Hace poco leí una columna del periodista mexicano Juan Becerra en La Jornada que decía algo muy sensato: “”La austeridad no significa no gastar, más bien es no hacerlo en lo que no se necesita para en su lugar dirigir los recursos adonde sí deben ir… no es cerrar la llave, sino ponerle un filtro para no desperdiciar”. La frase parece una lección de economía doméstica, pero encierra una gran verdad política. En el Perú, sin embargo, la palabra austeridad se ha vuelto un comodín discursivo que nuestros gobernantes agitan con fervor cada vez que necesitan parecer responsables, aunque en la práctica sigan derrochando con el entusiasmo de quien no paga la cuenta.
El presidente José Jerí acaba de anunciar un plan de austeridad para recuperar el equilibrio fiscal, y varios aspirantes presidenciales se suman al coro prometiendo reducir ministerios y “achicar el Estado”. La música suena bien, pero el país ya conoce la partitura: promesas de ahorro mientras el gasto inútil florece. Dicen que lo difícil no es conseguir dinero, sino gastarlo bien; y ahí está el problema de fondo.
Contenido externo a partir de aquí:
PR #28008, opened 2026-04-03
refactor(core): Extract API key auth into AuthStrategy pattern (no-changelog)

guillaumejacquart:
## Summary

Extract the existing API key authentication logic from `PublicApiKeyService.getAuthMiddleware()` into a dedicated `ApiKeyAuthStrategy` class registered via an `AuthStrategyRegistry`. This introduces a strategy pattern so additional auth strategies (e.g. scoped JWT for token exchange) can be registered without modifying the core auth handler.

- New `ApiKeyAuthStrategy` class with the same auth logic (header check, key validation, user loading, JWT expiry, legacy key support)
- New `AuthStrategyRegistry` that evaluates strategies sequentially — first non-null result wins
- Telemetry (`public-api-invoked`) moved to the OpenAPI validator handler wrapper, where `version` is directly available (no `req.baseUrl` parsing hack)
- Constants (`API_KEY_AUDIENCE`, `API_KEY_ISSUER`, `PREFIX_LEGACY_API_KEY`) exported from `PublicApiKeyService` for reuse
- Integration tests for the new strategy; all 492 existing public API tests pass unchanged

https://linear.app/n8n/issue/IAM-463

## Review / Merge checklist

- [x] Tests included.


packages/cli/src/public-api/index.ts
```diff
@@ -104,7 +107,21 @@ function createLazyValidatorMiddleware(
...
 						validateSecurity: {
 							handlers: {
-								ApiKeyAuth: Container.get(PublicApiKeyService).getAuthMiddleware(version),
+								ApiKeyAuth: async (req: AuthenticatedRequest) => {
+									const authenticated = await Container.get(AuthStrategyRegistry).authenticate(req);
+
+									if (authenticated) {
+										Container.get(EventService).emit('public-api-invoked', {
+											userId: req.user.id,
+											path: req.path,
```
phyllis-noester, line 126: might be interesting to log what auth strategy as well

packages/cli/src/services/api-key-auth.strategy.ts
```diff
@@ -0,0 +1,58 @@
...
+				});
+			} catch (e) {
+				if (e instanceof TokenExpiredError) return false;
+				throw e;
+			}
+		}
+
+		req.user = user;
+
+		void this.lastActiveAtService.updateLastActiveIfStale(user.id);
```
phyllis-noester: why do we do that in the api key strategy? aren't we interested in last active regardless of auth strategy?

packages/cli/src/services/api-key-auth.strategy.ts
```diff
@@ -0,0 +1,58 @@
...
+	constructor(
+		private readonly userRepository: UserRepository,
+		private readonly jwtService: JwtService,
+		private readonly lastActiveAtService: LastActiveAtService,
+	) {}
+
+	async authenticate(req: AuthenticatedRequest): Promise<boolean | null> {
+		const providedApiKey = req.headers[API_KEY_HEADER] as string | undefined;
+
+		if (!providedApiKey) return null;
```
phyllis-noester: we could also check whether it's not string or doesn;t exist instead of casting

phyllis-noester (dismissed):

phyllis-noester (approved):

Porque mientras se declama la austeridad con tono solemne, la realidad da vergüenza. El presidente duplica los sueldos de los diplomáticos; el Tribunal Constitucional se otorga más de 42 mil soles mensuales con la bendición del Congreso; y el Poder Judicial obtiene una nueva escala remunerativa, también gracias a los legisladores. Como si fuera poco, el Parlamento se autorregala más asesores: hoy cada congresista tiene en promedio 28 trabajadores. Con estos excesos, hablar de austeridad resulta una burla. No hay filtro, ni llave cerrada, ni siquiera vergüenza. Si esta es la austeridad republicana, más nos valdría declararnos en bancarrota moral antes que en crisis fiscal.